Entries taken from a collection:
* * *

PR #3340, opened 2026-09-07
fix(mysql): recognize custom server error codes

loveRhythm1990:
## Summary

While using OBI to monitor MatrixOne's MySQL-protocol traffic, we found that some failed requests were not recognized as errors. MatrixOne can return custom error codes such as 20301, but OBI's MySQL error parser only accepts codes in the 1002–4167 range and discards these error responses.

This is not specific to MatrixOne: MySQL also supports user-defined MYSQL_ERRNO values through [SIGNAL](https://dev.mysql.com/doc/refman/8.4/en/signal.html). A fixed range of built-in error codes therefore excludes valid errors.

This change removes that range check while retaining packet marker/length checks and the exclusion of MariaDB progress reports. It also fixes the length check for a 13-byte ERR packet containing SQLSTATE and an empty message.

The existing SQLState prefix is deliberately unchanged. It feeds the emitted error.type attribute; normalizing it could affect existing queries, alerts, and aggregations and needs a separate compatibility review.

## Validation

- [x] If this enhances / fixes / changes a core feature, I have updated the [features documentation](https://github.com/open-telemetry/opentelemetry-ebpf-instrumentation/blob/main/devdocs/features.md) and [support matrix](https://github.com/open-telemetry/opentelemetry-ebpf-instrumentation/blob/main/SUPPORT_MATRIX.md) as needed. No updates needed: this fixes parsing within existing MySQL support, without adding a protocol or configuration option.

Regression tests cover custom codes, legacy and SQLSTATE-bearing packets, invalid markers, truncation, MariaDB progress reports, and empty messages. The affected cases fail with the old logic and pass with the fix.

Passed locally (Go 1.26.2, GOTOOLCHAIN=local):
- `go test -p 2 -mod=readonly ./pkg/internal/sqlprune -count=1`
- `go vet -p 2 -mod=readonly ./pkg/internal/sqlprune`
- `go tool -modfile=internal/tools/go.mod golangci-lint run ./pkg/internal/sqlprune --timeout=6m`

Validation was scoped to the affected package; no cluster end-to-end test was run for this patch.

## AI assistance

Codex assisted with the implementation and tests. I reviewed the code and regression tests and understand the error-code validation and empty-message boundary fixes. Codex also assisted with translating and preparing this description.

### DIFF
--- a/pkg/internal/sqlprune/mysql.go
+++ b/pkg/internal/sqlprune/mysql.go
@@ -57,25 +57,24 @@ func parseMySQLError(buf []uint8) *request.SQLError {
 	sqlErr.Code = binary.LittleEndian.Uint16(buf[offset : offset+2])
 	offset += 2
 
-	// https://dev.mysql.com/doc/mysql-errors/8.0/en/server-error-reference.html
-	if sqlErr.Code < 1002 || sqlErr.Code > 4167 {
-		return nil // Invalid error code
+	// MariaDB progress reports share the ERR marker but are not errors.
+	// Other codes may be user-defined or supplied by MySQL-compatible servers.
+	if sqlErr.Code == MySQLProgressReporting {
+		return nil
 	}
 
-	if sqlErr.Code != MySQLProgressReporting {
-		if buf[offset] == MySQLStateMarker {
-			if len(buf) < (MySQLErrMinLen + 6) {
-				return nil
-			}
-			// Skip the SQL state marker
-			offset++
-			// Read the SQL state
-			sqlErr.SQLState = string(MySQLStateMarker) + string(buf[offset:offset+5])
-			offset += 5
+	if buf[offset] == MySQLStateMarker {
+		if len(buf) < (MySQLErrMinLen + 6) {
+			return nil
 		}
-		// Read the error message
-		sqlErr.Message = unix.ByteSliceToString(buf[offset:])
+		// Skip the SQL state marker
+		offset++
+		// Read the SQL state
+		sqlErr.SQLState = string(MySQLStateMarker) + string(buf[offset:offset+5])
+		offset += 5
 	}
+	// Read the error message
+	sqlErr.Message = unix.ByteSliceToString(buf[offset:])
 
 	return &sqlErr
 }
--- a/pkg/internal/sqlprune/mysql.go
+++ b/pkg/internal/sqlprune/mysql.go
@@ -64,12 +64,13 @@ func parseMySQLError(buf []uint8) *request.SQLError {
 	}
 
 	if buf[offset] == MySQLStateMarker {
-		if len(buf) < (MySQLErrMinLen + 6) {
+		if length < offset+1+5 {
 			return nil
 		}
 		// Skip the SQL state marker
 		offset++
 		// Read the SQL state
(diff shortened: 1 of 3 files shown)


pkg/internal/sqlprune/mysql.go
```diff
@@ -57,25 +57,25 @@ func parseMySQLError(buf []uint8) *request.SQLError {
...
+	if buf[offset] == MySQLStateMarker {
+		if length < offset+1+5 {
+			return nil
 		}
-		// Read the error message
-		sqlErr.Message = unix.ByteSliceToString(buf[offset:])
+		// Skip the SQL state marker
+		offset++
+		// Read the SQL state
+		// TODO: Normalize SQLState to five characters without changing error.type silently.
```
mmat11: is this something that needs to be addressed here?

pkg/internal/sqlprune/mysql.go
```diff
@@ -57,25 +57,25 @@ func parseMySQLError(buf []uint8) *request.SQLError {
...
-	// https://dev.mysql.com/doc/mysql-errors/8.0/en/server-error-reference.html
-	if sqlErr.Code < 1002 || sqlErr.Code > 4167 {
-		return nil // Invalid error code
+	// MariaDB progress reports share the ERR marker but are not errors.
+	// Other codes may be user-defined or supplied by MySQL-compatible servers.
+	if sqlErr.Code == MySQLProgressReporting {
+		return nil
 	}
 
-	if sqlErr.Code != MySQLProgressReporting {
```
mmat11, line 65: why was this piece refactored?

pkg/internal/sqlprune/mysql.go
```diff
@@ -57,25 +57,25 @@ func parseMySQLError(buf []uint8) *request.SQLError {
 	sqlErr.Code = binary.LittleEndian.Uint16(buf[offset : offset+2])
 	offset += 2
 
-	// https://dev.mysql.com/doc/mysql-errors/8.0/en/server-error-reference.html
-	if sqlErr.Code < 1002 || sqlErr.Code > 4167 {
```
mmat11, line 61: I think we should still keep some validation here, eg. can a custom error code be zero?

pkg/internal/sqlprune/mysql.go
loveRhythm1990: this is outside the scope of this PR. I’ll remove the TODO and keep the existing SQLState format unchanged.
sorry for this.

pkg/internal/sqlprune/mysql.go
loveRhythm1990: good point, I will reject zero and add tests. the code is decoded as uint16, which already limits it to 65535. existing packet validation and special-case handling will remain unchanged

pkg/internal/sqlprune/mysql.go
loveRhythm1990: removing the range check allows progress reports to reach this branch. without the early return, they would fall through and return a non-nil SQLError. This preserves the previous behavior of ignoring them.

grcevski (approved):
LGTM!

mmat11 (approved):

* * *

(PROBLEM REQUIREMENTS):
Identify the lines in the entries that hold "custom" and return each one.

(ANSWER TO THIS TASK):
fix(mysql): recognize custom server error codes
While using OBI to monitor MatrixOne's MySQL-protocol traffic, we found that some failed requests were not recognized as errors. MatrixOne can return custom error codes such as 20301, but OBI's MySQL error parser only accepts codes in the 1002–4167 range and discards these error responses.
Regression tests cover custom codes, legacy and SQLSTATE-bearing packets, invalid markers, truncation, MariaDB progress reports, and empty messages. The affected cases fail with the old logic and pass with the fix.
mmat11, line 61: I think we should still keep some validation here, eg. can a custom error code be zero?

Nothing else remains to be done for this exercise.